Problem in Chromatic Number

Question

The smallest number of colors needed to color a graph G is called its chromatic number, and is often denoted χ(G).
lemma : If G has a degree sequence $ (d_1, d_2, ... , d_v) $ with $ d_1 \ge d_2 \ge ... \ge d_v $ then $$ \chi \le max_i \; min\{d_i + 1 , i\}. $$ main question : Using lemma, Show that :
a) $ \; \chi \le \lceil\sqrt{2E}\rceil $
b) $ \; \chi(G) + \chi(G^c) \le V + 1$

Answer 1

The lemma is true (it reflects the greedy coloring algorithm), but the first statement is false: let $G$ be $K_5$, then $\chi(G)=5$, and $G$ has 10 edges. Now $\chi\leq\sqrt{2E}$ $\iff$ $5\leq\sqrt{20}$ and the last inequality is not true.

For the second statement, let $j$ be the lowest index that maximizes $min(d_i+1,i)$, let $a=min(d_j+1,j)$, so $a\leq j$ and $a\leq d_j+1$.

Let $n$ be the number of vertices of $G$.

$G^c$ has degree sequence $n-1-d_n\geq\ldots\geq n-1-d_1$, so the $i$th element of the degree sequence is $n-1-d_{n-i+1}$. Let $k$ be the lowest index that maximizes $min(n-1+d_{n-i+1}+1,i)$, let $b=min(n-d_{n-k+1},k)$, so $b\leq k$ and $b\leq n-d_{n-k+1}$.

Let $\chi=\chi(G)$ and $\chi'=\chi(G^c)$. The lemma tells us the $\chi\leq a$ and $\chi'\leq b$.

Case 1: $j+k\leq n+1$, then $\chi+\chi'\leq a+b\leq j+k\leq n+1$.

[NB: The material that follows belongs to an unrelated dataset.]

PR #1818, opened 2020-11-26
CLI - handling CreativeCommons license attribution

Lezek123:
Add a way to handle CC licenses that require attribution field (ie. `CC_BY`)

Case 2: $j+k>n+1$, then $j>n+1-k$, so $d_j\leq d_{n+1-k}$. Now $\chi+\chi'\leq a+b\leq d_j+1+n-d_{n-k+1}\leq n+1$.

Solution for modified first problem.

Again let $j$ be the first index that realizes the maximum, so again $\chi\leq j$ and $\chi\leq d_j+1$. Then $2E=\sum d_i\geq d_1+\ldots+d_j\geq jd_j\geq\chi(\chi-1)$. But then $\chi=\lceil\sqrt{\chi(\chi-1)}\rceil\leq\sqrt{2E}$.